REQUIREMENT
Please reproduce the entire listing, character for character.

DATA SHOWN
━━━━━━━━

PR #499, opened 2022-02-02
Updating RTIC to 1.0

ryan-summers:
This PR updates RTIC to 1.0

It also makes some modifications to the `Monotonic` implementation to address issues with `embedded-time` not being able to satisfy RTIC's requirements. `fugit` is now used for the rtic::Monotonic implmentation and `embedded-time` is used for libraries.

TODO:
- [x] Tested on Stabilizer hardware

### DIFF
--- a/src/bin/dual-iir.rs
+++ b/src/bin/dual-iir.rs
@@ -33,8 +33,8 @@ use core::sync::atomic::{fence, Ordering};
 
 use mutex_trait::prelude::*;
 
+use fugit::ExtU32;
 use idsp::iir;
-use rtic::time::duration::Extensions;
 use stabilizer::{
     hardware::{
         self,
@@ -441,7 +441,7 @@ mod app {
 
         // Schedule the telemetry task in the future.
         telemetry_task::Monotonic::spawn_after(
-            (telemetry_period as u32).seconds(),
+            (telemetry_period as u32).secs(),
         )
         .unwrap();
     }
@@ -451,7 +451,7 @@ mod app {
         c.shared
             .network
             .lock(|network| network.processor.handle_link());
-        ethernet_link::Monotonic::spawn_after(1u32.seconds()).unwrap();
+        ethernet_link::Monotonic::spawn_after(1u32.secs()).unwrap();
     }
 
     #[task(binds = ETH, priority = 1)]
--- a/src/hardware/system_timer.rs
+++ b/src/hardware/system_timer.rs
@@ -6,11 +6,9 @@
 ///! than the CPU clock. This allows for longer scheduling periods with less resolution. This is
 ///! needed for infrequent (e.g. multiple second) telemetry periods.
 use hal::prelude::*;
-use rtic::{
-    time::{clock::Error, fraction::Fraction, Clock, Instant},
-    Monotonic,
-};
 use stm32h7xx_hal as hal;
+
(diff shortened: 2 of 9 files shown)


ryan-summers:
bors try

jordens:
Also needs a changelog entry at least for the MSRV change.

jordens:
Also tested on `fls` and works fine.

src/hardware/system_timer.rs
```diff
@@ -103,15 +116,18 @@ impl Monotonic for SystemTimer {
...
+    fn now(&mut self) -> Self::Instant {
+        Self::Instant::from_ticks(self.get_ticks())
+    }
+
+    fn set_compare(&mut self, instant: Self::Instant) {
         let regs = unsafe { &*hal::device::TIM15::ptr() };
 
-        let now = self.try_now().unwrap();
-        match now.checked_duration_until(instant) {
+        match instant.checked_duration_since(self.now()) {
```
jordens, line 126: Instead of that entire match I would just:

```rust
let ticks = instant
    .checked_duration_since(self.now())
    .map_or(0, |t| t.ticks())
    .max(1)
    .min(0xffff);
regs.ccr1.write(|w| w.ccr().bits(ticks as _));
regs.dier.modify(|_, w| w.cc1ie().set_bit());
```

src/bin/dual-iir.rs
```diff
@@ -33,8 +33,8 @@ use core::sync::atomic::{fence, Ordering};
 
 use mutex_trait::prelude::*;
 
+use fugit::ExtU32;
```
jordens, line 36:
```suggestion
pub use fugit::ExtU32;
```

ryan-summers: Why does this need to be `pub`? This is in a final `bin` application, so there shouldn't be anyone importing it as a library

jordens: Right. I thought I was looking at `system_timer`.

src/hardware/system_timer.rs
ryan-summers: That match is actually not equivalent to what's written here. We load the CCR1 (compare-capture-reg 1) with the u16 compare timestamp - the `map_or` function maps the Option to the tick delta between `instant` and `now`, which is not equivalent to the timestamp that we want to wake up at, but rather the time difference between the two instants.

We only use the delta-tick calculated value to determine whether or not the `instant` will occur within a single overflow of the timer. If it does, we just truncate the `instant` to a u16 tick count (since we guarantee that the 16 MSBs are irrelevant via the earlier check) and store that in CCR1. If it doesn't, we store u16::MAX in CCR1 to re-evaluate at the next timer overflow.

I think the correct chain would be:
```rust
let ticks = if instant.checked_duration_since(self.now()).unwrap_or(1) < (1 << 16) {
    instant.ticks() as u16
} else {
    u16::MAX
}
```

ryan-summers: However, after staring at the code for a while, I think this can be simplified further. Give me a moment.

ryan-summers: In any case, given that we plan on replacing this code soon with `systick-monotonic`, I'd recommend we leave it as-is.

jordens: Ah. Yes. You have TIM15 free running and interrupt on match, not interrupt on wrap and reload.

jordens (approved):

━━━━━━━━

YOUR SOLUTION
PR #499, opened 2022-02-02
Updating RTIC to 1.0

ryan-summers:
This PR updates RTIC to 1.0

It also makes some modifications to the `Monotonic` implementation to address issues with `embedded-time` not being able to satisfy RTIC's requirements. `fugit` is now used for the rtic::Monotonic implmentation and `embedded-time` is used for libraries.

TODO:
- [x] Tested on Stabilizer hardware

### DIFF
--- a/src/bin/dual-iir.rs
+++ b/src/bin/dual-iir.rs
@@ -33,8 +33,8 @@ use core::sync::atomic::{fence, Ordering};
 
 use mutex_trait::prelude::*;
 
+use fugit::ExtU32;
 use idsp::iir;
-use rtic::time::duration::Extensions;
 use stabilizer::{
     hardware::{
         self,
@@ -441,7 +441,7 @@ mod app {
 
         // Schedule the telemetry task in the future.
         telemetry_task::Monotonic::spawn_after(
-            (telemetry_period as u32).seconds(),
+            (telemetry_period as u32).secs(),
         )
         .unwrap();
     }
@@ -451,7 +451,7 @@ mod app {
         c.shared
             .network
             .lock(|network| network.processor.handle_link());
-        ethernet_link::Monotonic::spawn_after(1u32.seconds()).unwrap();
+        ethernet_link::Monotonic::spawn_after(1u32.secs()).unwrap();
     }
 
     #[task(binds = ETH, priority = 1)]
--- a/src/hardware/system_timer.rs
+++ b/src/hardware/system_timer.rs
@@ -6,11 +6,9 @@
 ///! than the CPU clock. This allows for longer scheduling periods with less resolution. This is
 ///! needed for infrequent (e.g. multiple second) telemetry periods.
 use hal::prelude::*;
-use rtic::{
-    time::{clock::Error, fraction::Fraction, Clock, Instant},
-    Monotonic,
-};
 use stm32h7xx_hal as hal;
+
(diff shortened: 2 of 9 files shown)


ryan-summers:
bors try

jordens:
Also needs a changelog entry at least for the MSRV change.

jordens:
Also tested on `fls` and works fine.

src/hardware/system_timer.rs
```diff
@@ -103,15 +116,18 @@ impl Monotonic for SystemTimer {
...
+    fn now(&mut self) -> Self::Instant {
+        Self::Instant::from_ticks(self.get_ticks())
+    }
+
+    fn set_compare(&mut self, instant: Self::Instant) {
         let regs = unsafe { &*hal::device::TIM15::ptr() };
 
-        let now = self.try_now().unwrap();
-        match now.checked_duration_until(instant) {
+        match instant.checked_duration_since(self.now()) {
```
jordens, line 126: Instead of that entire match I would just:

```rust
let ticks = instant
    .checked_duration_since(self.now())
    .map_or(0, |t| t.ticks())
    .max(1)
    .min(0xffff);
regs.ccr1.write(|w| w.ccr().bits(ticks as _));
regs.dier.modify(|_, w| w.cc1ie().set_bit());
```

src/bin/dual-iir.rs
```diff
@@ -33,8 +33,8 @@ use core::sync::atomic::{fence, Ordering};
 
 use mutex_trait::prelude::*;
 
+use fugit::ExtU32;
```
jordens, line 36:
```suggestion
pub use fugit::ExtU32;
```

ryan-summers: Why does this need to be `pub`? This is in a final `bin` application, so there shouldn't be anyone importing it as a library

jordens: Right. I thought I was looking at `system_timer`.

src/hardware/system_timer.rs
ryan-summers: That match is actually not equivalent to what's written here. We load the CCR1 (compare-capture-reg 1) with the u16 compare timestamp - the `map_or` function maps the Option to the tick delta between `instant` and `now`, which is not equivalent to the timestamp that we want to wake up at, but rather the time difference between the two instants.

We only use the delta-tick calculated value to determine whether or not the `instant` will occur within a single overflow of the timer. If it does, we just truncate the `instant` to a u16 tick count (since we guarantee that the 16 MSBs are irrelevant via the earlier check) and store that in CCR1. If it doesn't, we store u16::MAX in CCR1 to re-evaluate at the next timer overflow.

I think the correct chain would be:
```rust
let ticks = if instant.checked_duration_since(self.now()).unwrap_or(1) < (1 << 16) {
    instant.ticks() as u16
} else {
    u16::MAX
}
```

ryan-summers: However, after staring at the code for a while, I think this can be simplified further. Give me a moment.

ryan-summers: In any case, given that we plan on replacing this code soon with `systick-monotonic`, I'd recommend we leave it as-is.

jordens: Ah. Yes. You have TIM15 free running and interrupt on match, not interrupt on wrap and reload.

jordens (approved):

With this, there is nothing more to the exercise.